The Newsweek Media Group is reeling.
Senior journalists are leaving the company and advertisers are cutting ties after allegations of fraud, a raid by the Manhattan district attorney’s office and the firing of top editors at the publication who had been investigating the company.
On Wednesday, Newsweek’s head of sales, Ed Hannigan, resigned.
The company, which owns Newsweek as well as the International Business Times, has lost hundreds of thousands of dollars in ad commitments since reports emerged that it bought traffic in order to hit business goals, a senior advertising executive who has worked with the magazine told NBC News. The Manhattan district attorney is reportedly investigating the finances of the Newsweek Media Group, which is privately held.
The ad executive, who lacked authorization to speak publicly on the matter and spoke on the condition of anonymity, said news of the inflated traffic claims was “shattering to us” and had reverberated with clients.
“Newsweek is in disarray,” the executive said. “We have pulled back on some buys. There is no one to speak to there anymore.”
Nativo, an online advertising company, is also suspending part of its business with Newsweek.
“We have been monitoring the situation,” John Haake, senior vice president of marketing at Nativo, wrote in an email. “Newsweek continues to utilize our tech to power their direct ad sales.”
Other ad networks are sticking with Newsweek, including AppNexus.
News of the advertiser pullback comes two days after the company fired two of its top editors and a reporter, all of whom had been involved in articles about their own employer. They had worked with colleagues to report on the magazine’s finances and figure out why the Manhattan DA had raided their offices and taken away servers.
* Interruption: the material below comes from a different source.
Issue #816, opened 2022-03-15
Remaining identifier macro issues


dpk:
- `(chibi syntax-case)` still tries to import `make-variable-transformer` from `(chibi)` rather than `(chibi ast)` (this is my fault for forgetting that module still depends on `make-variable-transformer` even though `identifier-syntax` is gone from it!)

The district attorney’s office declined to comment.
On Tuesday, David Sirota and Kurt Eichenwald, two of Newsweek Media Group’s best-known journalists, parted ways with the company.
Newsweek, once a venerated weekly newsmagazine, has endured a turbulent decade. IBT Media bought it in 2013, later hiring Peter Goodman, an award-winning journalist with The New York Times and the Huffington Post. Since then, the company has gone through several rounds of layoffs, and Goodman was let go in 2016.
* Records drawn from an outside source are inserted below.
Issue #802, opened 2021-12-27
Support SRFI 206


dpk:
As far as I can tell, the groundwork for what would be needed to support SRFI 206 is already there in the `(auto)` magic module. But, despite much poking about in `meta-7.scm`, I can’t work out how to implement `define-auxiliary-syntax` itself.

`(define-auxiliary-syntax foo bar)` in definition context should be equivalent to an import like `(import (rename (only (auto) bar) (bar foo)))` I think. That works in `syntax-rules`, at least:

```scheme
> (import (only (auto) bar))
> (import (rename (only (auto) bar) (bar foo)))
> (define-syntax is-bar
    (syntax-rules (bar)
      ((_ bar) #t)
      ((_ _) #f)))
> (is-bar bar)
#t
> (is-bar foo)
#t
> (is-bar frotz)
#f
```

but according to `free-identifier=?` from `(chibi syntax-case)`, `#'foo` and `#'bar` are still distinct after doing this. That looks like a separate bug.

ashinn:
The magic happens in the module system itself, not through a primitive like `define-auxiliary-syntax`.  `(auto)` is treated just like a normal library, but in `resolve-import` we check for it specially and ensure any new bindings are defined (using `eval`).

So you'd have to rely on `import` being allowed in a definition context and use something like:

```
(define-syntax define-auxiliary-syntax
  (er-macro-transformer
   (lambda (expr rename compare)
     ;; intentionally not renaming only/auto keywords since currently
     ;; module names and keywords are not hygienic
     `(,(rename 'import)
       (rename (only (auto) ,(cadr expr))
               (,(cadr expr) ,(car (cddr expr))))))))
```

dpk:
Unfortunately, that can’t work in all cases because of internal definitions. Using this definition corrected to the actual syntax of SRFI 206:

```scheme
(define-library (srfi 206)
  (import (scheme base)
          (only (meta) repl-import)
          (only (chibi) er-macro-transformer))
  (export define-auxiliary-syntax)
  
  (begin
    (define-syntax define-auxiliary-syntax
      (er-macro-transformer
       (lambda (expr rename compare)
         (let* ((keyword (cadr expr))
                (symbol (if (pair? (cddr expr))
                            (car (cddr expr))
                            keyword)))
           ;; intentionally not renaming only/auto keywords since currently
           ;; module names and keywords are not hygienic
           `(,(rename 'repl-import)
             (rename (only (auto) ,symbol)
[...]

PR #820, opened 2022-04-03
Implement SRFI 213 (Identifier properties)

dpk:
This implementation is really not very good at all, but at the moment I can’t see a better way without significantly digging into Chibi’s core. It should suffice for most simple uses of identifier properties, but has some funky scoping and other undesirable behaviour.

Here are the problems:
- Identifier properties are stored in a global nested hash table. This means that any env containing a cell which has a property attached to its binding will never get GC’d. (Chibi still seems to lack weak hash tables which would fix this problem?)
- Because define-property isn’t recognized by the core macro expander, it sees it as an expression rather than as a definition.
- The implementation of `capture-lookup` is arguably not faithful to the requirement that ‘`capture-lookup` must be substitutable by the identity (lambda (proc) proc) when used in macro transformers, but I’m not really sure what that’s meant to mean. (Why have `capture-lookup` at all if it’s practically an identity function?)

Because of these and possibly for other reasons, it passes nearly none of Jim Rees’s advanced [tests](https://github.com/scheme-requests-for-implementation/srfi-213/blob/master/tests/srfi-213-tests.sch) it can with this definition of `identifier-property`:

```scheme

In recent months, Newsweek employees have been under pressure to increase traffic to its website at a phenomenal rate, according to current and former staffers who spoke on the condition of anonymity. One former staff member referred to the operation as “a click-bait farm.”
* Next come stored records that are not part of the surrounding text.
PR #821, opened 2022-04-09
(chibi parse): Ensure reason is always a string

nmeum:
While testing a `(chibi parser)`-based parser I noticed that
`parse-string` is the only provided parser combinator which uses a list,
instead of a string, as a failure reason. It is not explicitly
documented but since all other standard parser combinator use a string
for the error reason I assume this to be a bug and have adjusted the
`parse-string` combinator accordingly in this commit.


ashinn:
Can you instead change parse-with-failure-reason to lazily check if the argument is a list and string-concatenate it before use?  We don't want to pay for this if not needed.

ashinn:
Ah, nm, that would push the construction from construction time to parse time.

PR #830, opened 2022-05-11
allow user-specified CHIBI chibi-scheme path

stevengj:
I'm currently attempting to cross-compile chibi-scheme (https://github.com/JuliaPackaging/Yggdrasil/pull/4894), but in this situation you cannot use the built `chibi-scheme` executable (which is for the target architecture) to build image files, since the image-file creation runs on the host architecture.

To work around this, this PR allows you to `cmake -DCHIBI=...` to specify a path to `chibi-scheme` for bootstrapping (e.g. by first building on the host architecture as usual, and then starting another build to cross-compile).

PS. Any other advice about cross-compiling chibi-scheme would be welcome.  For example, are the image files portable between architectures or is there some special consideration when cross-compiling them?

### DIFF
--- a/CMakeLists.txt
+++ b/CMakeLists.txt
@@ -207,7 +207,7 @@ else()
     set(bootstrap chibi-scheme-bootstrap)
 endif()
 
-# when cross-compiling, we may nee
+# when cross-compiling, we need to use a separately built chibi-scheme executable:
 set(BOOTSTRAP ${bootstrap} CACHE FILEPATH "chibi-scheme path for bootstrapping")
 
 function(add_stubs_library stub)
--- a/CMakeLists.txt
+++ b/CMakeLists.txt
@@ -208,7 +208,7 @@ else()
 endif()
 
 # when cross-compiling, we need to use a separately built chibi-scheme executable:
-set(BOOTSTRAP ${bootstrap} CACHE FILEPATH "chibi-scheme path for bootstrapping")
+set(CHIBI ${bootstrap} CACHE FILEPATH "chibi-scheme path for bootstrapping")
 
 function(add_stubs_library stub)
     set(link-libraries LINK_LIBRARIES)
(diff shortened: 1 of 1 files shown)


ashinn:
Note the Makefile already supports this with the CHIBI variable.  The CMake build is only unofficially supported.

Images won't work if the target platform has different configurations.  They might work otherwise but I wouldn't guarantee it.

stevengj:
Thanks, I can try that, but my concern was that the `Makefile` might not be set up for cross compilation?   But hopefully if I set up `CC`, `LD`, etcetera it should work.

The host (build system) and target system can use `chibi-scheme` builds with identical configurations (though possibly completely different CPU architectures etc.)

stevengj:
I've renamed `BOOTSTRAP` to `CHIBI` to match the `Makefile`

stevengj:
Closing since you prefer the Makefile; I'll work on cross-compiling with that.

ashinn:
Improvements to the CMake build are welcome, I just don't maintain it myself.

ashinn:
Note the emscripten build is cross-platform.  In general cross-platform builds should just work, however the image handling is tricky - this is technically part of the installation process, not the build, and has to be done on the final target.  On the other hand images are optional to begin with.

stevengj:
(Thanks for the note about the emscripten build.  I'd like a native cross-platform build since I'd like to link to `libchibi-scheme` from Julia using its FFI.)

Cross-compiling for Windows is a bit tricky because `chibi-ffi lib/chibi/filesystem.stub` is choosing the wrong in `(cond-expand (windows ...))`.   It seems like judicious use of `-Dwindows`, or more generally `(set-cdr! (features) '(...))` might fix this, and perhaps fix image file generation (though it is nice to know that I can omit the images if needed).

ashinn:
Good point about the FFI - let me add an option to override the platform in chibi-ffi.

stevengj:
> Good point about the FFI - let me add an option to override the platform in chibi-ffi.

Isn't the `--features` flag supposed to do this already?   But I tried
```sh
chibi-ffi --features chibi,r7rs,ratios,complex,uvector,threads,full-unicode,modules,dynamic-loading,windows lib/chibi/filesystem.stub
```
and it doesn't seem to generate the Windows version of `filesystem.c`.  What is missing?

PR #832, opened 2022-05-14
SRFI-144: accept zero arguments for flmax/flmin

jpellegrini:
SRFI-144 requires that `(flmin)` returns +inf.0 and that `(flmax)` returns -inf.0 when infinities are supported, so these procedures can't really be aliases to the Chibi implementation of R7RS max and min.


ashinn:
Could you add a unit test while you're at it?  Thanks!

jpellegrini:
> Could you add a unit test while you're at it? Thanks!

Sure, just added some.

PR #843, opened 2022-07-29
Add (chibi shell) to the documentation.

lockywolf:
1. Add "shell" to the list of html_docs
2. Add a reference to (chibi shell) to chibi.scribl

I would like to also ask to regenerate the docs at http://synthcode.com/scheme/chibi/
(Perhaps it would not be too much of a burden to move the manual to Github Pages? Then the manual can be automatically regenerated on every push.)

### DIFF
--- a/doc/chibi.scrbl
+++ b/doc/chibi.scrbl
@@ -1374,6 +1374,8 @@ namespace.
 
 \item{\hyperlink["lib/chibi/repl.html"]{(chibi repl) - A full-featured Read/Eval/Print Loop}}
 
+\item{\hyperlink["lib/chibi/shell.html"]{(chibi shell) - Binding to the most necessary POSIX system calls.}}
+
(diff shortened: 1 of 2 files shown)


doc/chibi.scrbl
```diff
@@ -1374,6 +1374,8 @@ namespace.
 
 \item{\hyperlink["lib/chibi/repl.html"]{(chibi repl) - A full-featured Read/Eval/Print Loop}}
 
+\item{\hyperlink["lib/chibi/shell.html"]{(chibi shell) - Binding to the most necessary POSIX system calls.}}
```
ashinn, line 1377: Sorry, I merged before noticing, but this actually doesn't export any system calls or have anything to do with POSIX.

I pushed a new description.

lockywolf: My bad, that description wasn't too accurate.

But would you consider hosting documentation on "Github Pages" re-generating on push?
I suspect it would amount to less work than publishing it manually.

PR #847, opened 2022-08-02
Install manpages in man/man1, not man

lockywolf:
Shouldn't man pages be installed in man/man1?


lockywolf:
The appveyor failure is unrelated to the man pages installation.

Newsweek’s problems were compounded when a BuzzFeed report alleged that the company had purchased traffic and committed ad fraud. Newsweek admitted to buying traffic but denied the fraud.
Mark Lappin, director of communications for Newsweek Media Group, said in a statement, “Newsweek does not comment on its advertisers.”
But the damage of the BuzzFeed report is only starting to become apparent.
“We were not happy with the things we were hearing,” the ad executive said, adding that allegations of fake news and fake traffic were sensitive topics with clients and undermined the entire digital content business.
“It calls into question our entire industry. We don’t need this.”